| Work instructions |
Say how many lines in the following data hold the word "EmitPasses". Write nothing but that number.
━━ Data supplied ━━
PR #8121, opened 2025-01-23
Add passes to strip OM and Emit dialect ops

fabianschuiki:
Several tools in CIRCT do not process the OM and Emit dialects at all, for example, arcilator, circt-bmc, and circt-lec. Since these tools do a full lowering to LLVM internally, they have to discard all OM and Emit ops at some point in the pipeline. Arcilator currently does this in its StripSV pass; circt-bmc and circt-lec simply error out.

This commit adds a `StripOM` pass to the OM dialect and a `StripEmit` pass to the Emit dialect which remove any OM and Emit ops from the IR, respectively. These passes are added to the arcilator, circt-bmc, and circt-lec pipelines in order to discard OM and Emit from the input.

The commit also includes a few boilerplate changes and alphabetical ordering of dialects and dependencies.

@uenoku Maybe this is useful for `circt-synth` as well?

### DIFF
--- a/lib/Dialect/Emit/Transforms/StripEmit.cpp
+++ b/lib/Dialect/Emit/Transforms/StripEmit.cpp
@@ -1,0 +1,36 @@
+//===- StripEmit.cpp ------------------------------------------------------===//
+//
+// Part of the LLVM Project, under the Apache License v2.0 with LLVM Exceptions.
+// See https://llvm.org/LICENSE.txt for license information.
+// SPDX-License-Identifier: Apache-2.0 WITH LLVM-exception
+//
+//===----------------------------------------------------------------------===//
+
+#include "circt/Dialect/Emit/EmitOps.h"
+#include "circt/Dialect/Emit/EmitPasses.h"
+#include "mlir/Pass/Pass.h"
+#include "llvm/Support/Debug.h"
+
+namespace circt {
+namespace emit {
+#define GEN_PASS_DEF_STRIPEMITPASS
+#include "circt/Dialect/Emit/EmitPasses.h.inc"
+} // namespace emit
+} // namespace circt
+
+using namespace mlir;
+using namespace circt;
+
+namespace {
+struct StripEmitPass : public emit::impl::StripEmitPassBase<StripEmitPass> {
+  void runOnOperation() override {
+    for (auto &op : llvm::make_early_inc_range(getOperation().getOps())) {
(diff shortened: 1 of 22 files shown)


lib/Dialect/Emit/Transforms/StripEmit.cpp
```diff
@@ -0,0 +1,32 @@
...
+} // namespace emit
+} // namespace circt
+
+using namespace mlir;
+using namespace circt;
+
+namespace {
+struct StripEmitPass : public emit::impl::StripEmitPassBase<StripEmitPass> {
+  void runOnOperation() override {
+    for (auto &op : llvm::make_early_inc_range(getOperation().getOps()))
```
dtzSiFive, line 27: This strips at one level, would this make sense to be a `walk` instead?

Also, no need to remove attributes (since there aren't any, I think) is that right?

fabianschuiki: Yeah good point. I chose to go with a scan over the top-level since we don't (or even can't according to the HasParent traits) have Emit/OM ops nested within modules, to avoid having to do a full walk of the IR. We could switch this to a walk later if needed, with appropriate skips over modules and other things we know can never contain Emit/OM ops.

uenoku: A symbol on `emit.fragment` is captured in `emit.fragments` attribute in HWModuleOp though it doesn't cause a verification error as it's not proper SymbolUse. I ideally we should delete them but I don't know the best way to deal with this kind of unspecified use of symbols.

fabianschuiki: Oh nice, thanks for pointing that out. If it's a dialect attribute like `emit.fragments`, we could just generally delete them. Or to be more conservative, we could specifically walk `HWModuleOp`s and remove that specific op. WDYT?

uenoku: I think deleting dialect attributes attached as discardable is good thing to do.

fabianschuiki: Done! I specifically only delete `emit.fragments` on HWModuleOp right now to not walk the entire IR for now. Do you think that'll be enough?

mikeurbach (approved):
━━━
| Your solution |
2